The two anti-rape regulations, approved in principle by the Cabinet, aim to provide exemplary punishments for rapists, including chemical castration and hanging, the report said.
Welcoming the “big decision”, Faraz said the anti-rape regulations changed the basic definition of rape and suggested harsh penalties for gang rape and hanging of rapists.

For the first time in Pakistani history, the definition of rape has been changed to include “transgender” and “group rape” in it, the report said.

The proposed law also prohibits the controversial ‘two finger’ test of victims of rape. The World Health Organization has declared the test “unscientific, medically unnecessary and unreliable”.

Human Rights Groups also called the testing invasive, disrespectful and a grave violation of women’s rights to dignity and privacy.

Human Rights Minister Shireen Mazari tweeted, “The Cabinet Committee for the Disposal of Legislative Cases (CCLC) will now finalize (regulations) and it should start operating in the next few days.
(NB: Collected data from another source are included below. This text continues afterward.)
PR #1028, opened 2026-04-08
Extend iterated Space derivatives with regularity and support lemmas

juanjfndz:
## Summary

This PR is the third step in a planned local Classical Field Theory development for PhysLib, aimed at a formalization of the local Euler--Lagrange criterion appearing as Theorem 5.2 in Cortés--Haupt, Chapter 5.

The overall local stack is intended to proceed through:
- multi-indices and iterated derivatives,
- admissible compactly supported variations,
- local jets,
- total derivatives,
- local lagrangians and the action functional,
- the local Euler--Lagrange operator,
- and finally the first-variation criterion.

The Zulip discussion for this development is here:
- https://leanprover.zulipchat.com/#narrow/channel/479953-PhysLib/topic/ClassicalFieldTheory/

The previous two PRs introduced the reusable `MultiIndex` API in #1021 and the core definition of iterated coordinate derivative in #1027. This PR adds the small regularity, linearity, and support lemmas needed to use iterated derivatives later in the local jet and first-variation arguments.

## What This PR Adds

This PR extends `Physlib/SpaceAndTime/Space/Derivatives/Iterated.lean` with:
- `Space.iteratedDeriv_add`,
- `Space.iteratedDeriv_const_smul`,
- `Space.iteratedDeriv_contDiff`,
- `Space.deriv_iteratedDeriv_commute`,
- `Space.tsupport_deriv_subset`,
- `Space.tsupport_iteratedDeriv_subset`,
- and `Space.iteratedDeriv_eq_zero_of_notMem_tsupport`.

These results are stated using the notation `∂^[I] f` introduced in the previous PR.

## Why This Is Needed

The next stage of the development packages iterated coordinate derivatives into local jet data. For that, the iterated-derivative API already needs three basic kinds of control:

- algebraic compatibility, so that jet evaluation behaves well with linear combinations of fields;
- regularity preservation, so that smooth fields still yield smooth derivative coordinates;
- and support control, so that compactly supported variations remain manageable after differentiation.

These are also exactly the ingredients later reused in the first-variation and integration-by-parts arguments.

## Scope Of This PR

This PR is intentionally limited to the reusable analytic API around iterated spatial derivatives.

It does not yet introduce:
- local jets,
- field variations,
- or any field-theory-specific definitions.

Those appear in the following PRs, once this derivative layer is in place.

## Build

Locally checked with:
- `python3 scripts/lint-style.py Physlib/SpaceAndTime/Space/Derivatives/Iterated.lean`
[...]

PR #1033, opened 2026-04-10
Add admissible local variations from test functions

juanjfndz:
## Summary

This PR is the next step in a planned local Classical Field Theory development for PhysLib, aimed at a formalization of the local Euler--Lagrange criterion appearing as Theorem 5.2 in Cortés--Haupt, Chapter 5.

- local jets,
- total derivatives,

The previous PRs, #1021, #1027, and #1028, introduced the reusable `MultiIndex` API and the basic iterated-derivative layer on `Space d`. This PR adds the corresponding notion of admissible compactly supported variation, built directly from `IsTestFunction`.

## What This PR Adds

This PR adds `Physlib/ClassicalFieldTheory/Local/Variation.lean`, together with its import in `Physlib.lean`.

Concretely, it provides:
- the structure `AdmissibleVariation d U` for compactly supported smooth maps `Space d → U`,
- coercion to the underlying function,
- the induced `IsTestFunction` and `HasCompactSupport` facts,
- the associated `CompactlySupportedContinuousMap`,
- and the basic algebraic structure on admissible variations.

It also includes the coordinatewise test-function lemma

`AdmissibleVariation.coord`

in the specialization to codomain `Space m`.

## Why This Is Needed

In the local variational problem, the admissible perturbations are compactly supported smooth maps

`η : Space d → Space m`.

This PR packages the reusable notion first at the level of a general real normed vector-space codomain `U`, and the later local field-theory PRs will specialize it to `U = Space m`.

The next PRs then use these variations to define the varied field

`f + s • η`

and later the local action variation and criticality condition.

## Scope Of This PR

This PR is intentionally limited to the variation object itself and its first basic operations.

It does not yet define:
- varied fields,
- the action functional,
- action variation,
- or criticality.

Those come in the next local-action PR, so that the variation layer can be reviewed first on its own.

## Build

Locally checked with:
- `python3 scripts/lint-style.py Physlib/ClassicalFieldTheory/Local/Variation.lean`
- `lake build Physlib.ClassicalFieldTheory.Local.Variation`

### DIFF
--- a/Physlib/ClassicalFieldTheory/Local/Variation.lean
+++ b/Physlib/ClassicalFieldTheory/Local/Variation.lean
@@ -1,0 +1,136 @@
+/-
+Copyright (c) 2026 Juan Jose Fernandez Morales. All rights reserved.
+Released under Apache 2.0 license as described in the file LICENSE.
+Authors: Juan Jose Fernandez Morales
+-/
+module
+
+public import Physlib.Mathematics.VariationalCalculus.IsTestFunction
+/-!
+# Admissible local variations
+
+## i. Overview
+
+This module packages the admissible variations used in the local first-variation problem.
+
+For the first local stage, a variation is admissible if it is a smooth compactly supported map
+`Space n → Space m`. This reuses the existing `IsTestFunction` predicate rather than introducing a
+second support calculus.
+
+## ii. Key results
+
+- `ClassicalFieldTheory.Local.AdmissibleVariation` : compactly supported smooth variations.
+- `ClassicalFieldTheory.Local.IsAdmissibleVariation` : predicate form of the same notion.
+
+## iii. Table of contents
+
+- A. Admissible variations
+- B. Basic operations on admissible variations
+
+## iv. References
+
+-/
+
+@[expose] public section
+
+open MeasureTheory
+open Physlib
+
+namespace ClassicalFieldTheory
+namespace Local
+
+/-!
+## A. Admissible variations
+
+-/
+
+/-- Predicate form of admissible local variations. -/
+abbrev IsAdmissibleVariation (η : Space n → Space m) : Prop := IsTestFunction η
+
+/-- An admissible local variation is a smooth compactly supported map `Space n → Space m`. -/
+structure AdmissibleVariation (n m : ℕ) where
+  toFun : Space n → Space m
+  isAdmissible : IsAdmissibleVariation toFun
+
+namespace AdmissibleVariation
+
+variable {n m : ℕ}
+
+/-!
+## B. Basic operations on admissible variations
+
+-/
+
+instance : CoeFun (AdmissibleVariation n m) (fun _ => Space n → Space m) where
+  coe η := η.toFun
+
+/-- The underlying test-function property of an admissible variation. -/
+lemma isTestFunction (η : AdmissibleVariation n m) : IsTestFunction (η.toFun) := η.isAdmissible
+
+lemma hasCompactSupport (η : AdmissibleVariation n m) : HasCompactSupport (η.toFun) :=
+  η.isTestFunction.supp
+
+noncomputable def toCompactlySupportedContinuousMap (η : AdmissibleVariation n m) :
+    CompactlySupportedContinuousMap (Space n) (Space m) :=
+  η.isTestFunction.toCompactlySupportedContinuousMap
+
+/-- The zero admissible variation. -/
+noncomputable def zero : AdmissibleVariation n m where
+  toFun := fun _ => 0
+  isAdmissible := IsTestFunction.zero
+
+noncomputable instance : Zero (AdmissibleVariation n m) := ⟨zero⟩
+
+@[simp]
+lemma zero_apply (x : Space n) : (0 : AdmissibleVariation n m) x = 0 := rfl
+
+/-- Negation of admissible variations. -/
+noncomputable def neg (η : AdmissibleVariation n m) : AdmissibleVariation n m where
+  toFun := fun x => -η x
+  isAdmissible := η.isTestFunction.neg
+
+noncomputable instance : Neg (AdmissibleVariation n m) := ⟨neg⟩
+
+@[simp]
+lemma neg_apply (η : AdmissibleVariation n m) (x : Space n) : (-η) x = -η x := rfl
+
+/-- Sum of admissible variations. -/
+noncomputable def add (η ξ : AdmissibleVariation n m) : AdmissibleVariation n m where
+  toFun := fun x => η x + ξ x
+  isAdmissible := η.isTestFunction.add ξ.isTestFunction
+
+noncomputable instance : Add (AdmissibleVariation n m) := ⟨add⟩
+
+@[simp]
+lemma add_apply (η ξ : AdmissibleVariation n m) (x : Space n) : (η + ξ) x = η x + ξ x := rfl
+
+/-- Difference of admissible variations. -/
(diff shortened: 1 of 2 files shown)


Physlib/ClassicalFieldTheory/Local/Variation.lean
```diff
@@ -0,0 +1,136 @@
...
+namespace ClassicalFieldTheory
+namespace Local
+
+/-!
+## A. Admissible variations
+
+-/
+
+/-- Predicate form of admissible local variations. -/
+abbrev IsAdmissibleVariation (η : Space n → Space m) : Prop := IsTestFunction η
```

This includes a broad definition of rape, the establishment of special courts, anti-crisis cells rape, protection of victims and witnesses, and prohibition of the two-finger test. “

Minister of Science and Technology Fawad Chaudhry called the approval of the regulation an important achievement of the government.

He said the law also allows chemical castration for ordinary rapists.